One good scratching session can destroy an upholstered or leather piece of furniture; giving your cat better options could help protect your home and your sofa. If your furniture and home is suffering from your cat’s loving but destructive attentions, these tips can help.

A domestic cat using a scratching post, showing living room

Give Better Options

Your cat isn’t targeting your sofa because he likes furniture; the cloth covered surface is just too appealing to pass up. Providing a few different scratching options made from carpet, fabric and cardboard can help keep your furniture safe.

Make them Appealing

Buying the new scratching surface may not be enough – a bit of catnip sprinkled on the surface or a fun batting toy positioned nearby can help attract your cat.

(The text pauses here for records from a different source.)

PR #241, opened 2021-12-02
PT-1347 | Fix validation in edit enrolment page + add tests

Sartonon:
## Description :sparkles:

- Fix enrolment form validation to match with Teacher UI
- Take edited enrolment group size into account with remaining seat when validating group size

### Closes :no_good_woman:
**[PT-1347](https://helsinkisolutionoffice.atlassian.net/browse/PT-1347):** 

### DIFF
--- a/src/domain/enrolment/EditEnrolmentPage.tsx
+++ b/src/domain/enrolment/EditEnrolmentPage.tsx
@@ -9,13 +9,11 @@ import LoadingSpinner from '../../common/components/loadingSpinner/LoadingSpinne
 import {
   Language,
   NotificationType,
-  OccurrenceSeatType,
   useEnrolmentQuery,
   useUpdateEnrolmentMutation,
 } from '../../generated/graphql';
 import useHistory from '../../hooks/useHistory';
 import useLocale from '../../hooks/useLocale';
-import { assertUnreachable } from '../../utils/typescript.utils';
 import Container from '../app/layout/Container';
 import PageWrapper from '../app/layout/PageWrapper';
 import { ROUTES } from '../app/routes/constants';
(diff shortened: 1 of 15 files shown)


src/domain/enrolment/EditEnrolmentPage.tsx
```diff
@@ -145,10 +176,18 @@ const EditorEnrolmentPage: React.FC = () => {
...
+                <EnrolmentForm
+                  onSubmit={handleSubmit}
+                  initialValues={initialValues}
+                  minGroupSize={minGroupSize}
+                  maxGroupSize={maxGroupSize}
+                />
+              ) : (
+                <Notification label="Virhe" type="error">
+                  Virhe lomakkeen alustuksessa
+                </Notification>
```
Sartonon, line 189: I will ask for translatio if we are going to keep this here. Not 100% sure how we shoul to this kind of error handling, shouldn't if nothing strange happens in API

src/domain/enrolment/EditEnrolmentPage.tsx
```diff
@@ -157,4 +196,6 @@ const EditorEnrolmentPage: React.FC = () => {
   );
 };
 
+const isNumber = (n?: number | null): n is number => typeof n === 'number';
```
nikomakela, line 199: Lodash has the same, but acceptable.

src/domain/enrolment/EditEnrolmentPage.tsx
nikomakela: It's good to inform that something is not ok.

nikomakela (approved):
I tested the validation and didn't ran into any problems. There is also quite good amount of new tests related to this. Good job.

src/domain/enrolment/EditEnrolmentPage.tsx
Sartonon: Maybe I'll change  it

Cover the Objects You Want to Protect

Cover the targeted item with an undesirable surface or turn the piece towards the wall while you are trying to redirect your cat. If it won’t damage the surface, a slick duct tape or foil will likely be undesirable enough to refocus your cat’s attention elsewhere.

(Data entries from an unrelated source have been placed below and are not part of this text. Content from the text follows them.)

PR #245, opened 2021-12-16
PT-14137 | Delete beta texts

Sartonon:
### Closes :no_good_woman:

### DIFF
--- a/src/domain/app/i18n/sv.json
+++ b/src/domain/app/i18n/sv.json
@@ -4,7 +4,7 @@
       "permissionDeniedError": "Du har inte behörighet att utföra den här åtgärden"
     }
   },
-  "appName": "Kultus beta Admin",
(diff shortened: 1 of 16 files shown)


src/domain/app/i18n/sv.json
```diff
@@ -4,7 +4,7 @@
       "permissionDeniedError": "Du har inte behörighet att utföra den här åtgärden"
     }
   },
-  "appName": "Kultus beta Admin",
+  "appName": "Kultus",
```
nikomakela, line 7: Other languages still contains the removed "Admin" term

nikomakela (changes requested):
The "beta" term was there quite many times 😲 . "Admin" from Swedish is missing. After that, all seems to be well to be deployed!

PR #248, opened 2021-12-28
feat(profile): email can be given in my profile form

nikomakela:
PT-1411 PT-1417. Added person.emailAddress to my profile form (creation and update).

- In profile creation phase, the email field is auto populated from user.email.
- The user email is still shown as non-editable text
- A new person email address field is added and it's editable in both phases
- The new email input is required and validates the email format
- No changes to API was required after all

image

NOTE: the creation form is easy to check with unresponding or halted API ;)


src/domain/myProfile/CreateMyProfile.tsx
```diff
@@ -3,7 +3,7 @@ import { useTranslation } from 'react-i18next';
 import { toast } from 'react-toastify';
 
 import { useCreateMyProfileMutation } from '../../generated/graphql';
-import scrollToTop from '../../utils/scrollToTop';
+// import useHistory from '../../hooks/useHistory';
```
Sartonon, line 6: Can be deleted

src/domain/myProfile/myProfileForm/ValidationSchema.ts
```diff
@@ -5,6 +5,9 @@ import { VALIDATION_MESSAGE_KEYS } from '../../app/i18n/constants';
 export const getMyProfileValidationSchema = (type: 'create' | 'edit') => {
   const commonFormSchema = {
     name: Yup.string().required(VALIDATION_MESSAGE_KEYS.TIME_REQUIRED),
+    emailAddress: Yup.string()
+      .required(VALIDATION_MESSAGE_KEYS.TIME_REQUIRED)
```
Sartonon, line 9: Seems like `VALIDATION_MESSAGE_KEYS.TIME_REQUIRED` is used throughout this file. Maybe should be changed to avoid confusion :)

Sartonon (approved):
Looks good 👍

PR #249, opened 2021-12-31
Add autoAcceptanceMessage field

nikomakela:
PT-1400 PT-1435


src/domain/occurrence/__tests__/CreateOccurrencePage.test.tsx
```diff
@@ -1232,6 +1232,103 @@ describe('enrolment type selector', () => {
...
+    act(() => userEvent.click(getFormElement('autoAcceptance')));
+    await waitFor(() => {
+      expect(getFormElement('autoAcceptanceMessage')).toBeInTheDocument();
+    });
+    userEvent.type(getFormElement('autoAcceptanceMessage'), 'bla bla');
+    userEvent.click(getFormElement('saveButton'));
+    await waitFor(() => {
+      expect(toastSuccess).toHaveBeenCalledWith('Tiedot tallennettu');
+    });
+    // TODO: Test that the formValues contains 'bla bla'
```
nikomakela, line 1284: - [ ] need to test that the submit process has the right values

src/domain/occurrence/__tests__/CreateOccurrencePage.test.tsx
```diff
@@ -1232,6 +1232,103 @@ describe('enrolment type selector', () => {
...
+          name: /mahdolliset lisätiedot vahvistusviestiin/i,
+        })
+      ).not.toBeInTheDocument();
+    });
+
+    userEvent.click(getFormElement('saveButton'));
+    await waitFor(() => {
+      expect(toastSuccess).toHaveBeenCalledWith('Tiedot tallennettu');
+    });
+    // TODO: Test that the formValues contains null for autoAcceptanceMessage
```
nikomakela, line 1328: - [ ] need to test that the submit process has the right values

nikomakela:
Also added the notifications requested in PT-1436
image

image

src/domain/occurrence/__tests__/CreateOccurrencePage.test.tsx
```diff
@@ -1232,6 +1233,148 @@ describe('enrolment type selector', () => {
   );
 });
 
+describe('auto acceptance for enrolments', () => {
+  it('renders auto acceptance message when auto accept is set on', async () => {
+    renderComponent({
+      mocks: [getEventMockedResponse({ autoAcceptance: false })],
+    });
+    // Wait for form to have been initialized
+    await screen.findByTestId('time-and-location-form');
```
Jokinen, line 1242: I wonder if we could detect the form's existence based on something human readable? For instance its title or a field we are going to interact with.

https://testing-library.com/docs/queries/bytestid/
> In the spirit of the guiding principles, it is recommended to use this only after the other queries don't work for your use case. Using data-testid attributes do not resemble how your software is used and should be avoided if possible. That said, they are way better than querying based on DOM structure or styling css class names. Learn more about data-testids from the blog post "Making your UI tests resilient to change"

src/domain/occurrence/__tests__/CreateOccurrencePage.test.tsx
```diff
@@ -1232,6 +1233,148 @@ describe('enrolment type selector', () => {
...
+    // set as checked
+    act(() => userEvent.click(getFormElement('autoAcceptance')));
```
Jokinen, line 1244: I would expect that the `userEvent.click` helper is wrapped in an act and that the explicit `act` is not necessary here.

Possible changes that occur async should be flushed by `waitFor`. If this is not the case in practice, this approach is fine.

src/domain/occurrence/__tests__/CreateOccurrencePage.test.tsx
```diff
@@ -1232,6 +1233,148 @@ describe('enrolment type selector', () => {
...
+      ],
+    });
+    // Wait for form to have been initialized
+    await screen.findByTestId('time-and-location-form');
+    // set as checked
+    act(() => userEvent.click(getFormElement('autoAcceptance')));
+    await waitFor(() => {
+      expect(getFormElement('autoAcceptanceMessage')).toBeInTheDocument();
+    });
+    userEvent.type(getFormElement('autoAcceptanceMessage'), 'bla bla');
```
Jokinen, line 1292: Wondering if the message you are using here is a kind of PoC message and whether you intended to align it with he usecase later? Up to you.

src/domain/occurrence/__tests__/CreateOccurrencePage.test.tsx
```diff
@@ -1232,6 +1233,148 @@ describe('enrolment type selector', () => {
...
+        autoAcceptanceMessage: 'bla bla',
+      }),
+    });
+    expect(spyGetEditEventPayload).toHaveReturnedWith(
+      expect.objectContaining({
+        pEvent: expect.objectContaining({ translations: [] }),
+      })
+    );
+  });
+});
```
Jokinen, line 1376: It seems like you could combine the 3 test cases above into a single happy path testcase. I'd consider it as these are in essence integration level tests and this test file is very heavy as is.

src/domain/occurrence/utils.ts
```diff
@@ -144,20 +146,31 @@ export const getEditEventPayload = ({
       enrolmentEndDays: Number(enrolmentEndDays) || 0,
       neededOccurrences: Number(neededOccurrences) || 0,
       autoAcceptance,
+      translations:
+        autoAcceptance && autoAcceptanceMessage
+          ? [
+              {
+                languageCode: Language.Fi,
```
Jokinen, line 153: Seems odd that Finnish would be hardcoded here. Checking that it's intended.

Jokinen (commented):
General comments on the code.

Can't be tested yet.

src/domain/occurrence/utils.ts
nikomakela: it's intended until the UI has a multi language support. It's not designed yet and the ticket says that it's not needed yet. However, the API already supports it, because it would be harder to make the migrations afterwards. The API also uses FI as a fallback language.

src/domain/occurrence/__tests__/CreateOccurrencePage.test.tsx
nikomakela: I don't mind - I just used this because it was used earlier also. I don't see anything wrong with this either. This form part starts with "tabs", but sure we could use first field of the first form section.

src/domain/occurrence/__tests__/CreateOccurrencePage.test.tsx
nikomakela: I'm not sure if this part was here when you reviewed, but the thing is that I would like to test whether or not the value really changes in formik context and what is really posted to API.
```
    expect(spyGetEditEventPayload).toHaveBeenCalledWith({
      event: expect.anything(),
      formValues: expect.objectContaining({
        autoAcceptance: true,
        autoAcceptanceMessage: 'bla bla',
      }),
    });
    expect(spyGetEditEventPayload).toHaveReturnedWith(
      expect.objectContaining({
        pEvent: expect.objectContaining({
          translations: [
            { languageCode: 'FI', autoAcceptanceMessage: 'bla bla' },
          ],
        }),
      })
    );
```

src/domain/occurrence/__tests__/CreateOccurrencePage.test.tsx
nikomakela: No, I cannot, because I would like to test what is sent to API when the custom auto approvance message is not given and when it is given. Also the auto acceptance -checkbox matters here and it should clear the posted value when it's deactivated or otherwise I cannot clear the answer in database.

src/domain/occurrence/__tests__/CreateOccurrencePage.test.tsx
nikomakela: I got warnings of it, but it may have been that I did not have the waitFor there next by then.

nikomakela: yep, the act was needless. Removed it.

src/domain/occurrence/__tests__/CreateOccurrencePage.test.tsx
nikomakela: the auto acceptance message is the whole beef here, so I'm not sure if I understood your comment properly :) Api changes are here (like mentioned in the start comment) https://github.com/City-of-Helsinki/palvelutarjotin/pull/243

nikomakela:
NOTE: API changes merged!

Jokinen (approved):
Tested the UI. It gets a ✅ from me.

There's a slight shift int he layout when the user toggles one the message compose textarea, but that's fine by me.

I'm also very slightly interested about the title and description of the notification. But as it's an admin facing UI, this approach is fine. For a customer facing application I would have checked how this title works for screen reader users.

For instance with this variation:

> Title: Vahvistusviestiin lisätään automaattisesti tietoja
> Description: Vahvistusviesti sisältää automaattisesti seuraavat tiedot: ...

The title can stand on its own in cases where screen readers use it to name the notification. Just a FYI for the future.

Spray bottle against white background

Distract your Cat

When the unsuitable scratching begins, make a loud noise, or if you must, spray your cat with water; according to the ASPCA, either of these distractions can stop the scratching if you catch your cat in the act. Make sure he can’t associate you with the distraction – he’ll still want to scratch, he just won’t like you very much.

Keep the Old Scratching Post

If a desired and acceptable post begins to look scratched up and ratty, don’t throw it away; your cat has claimed this as a desirable item and may actually like it more now that it is roughed up.

It won’t happen overnight, but offering better scratching materials and covering your furniture up can help curb this destructive behavior and keep your home safe from your cat’s claws.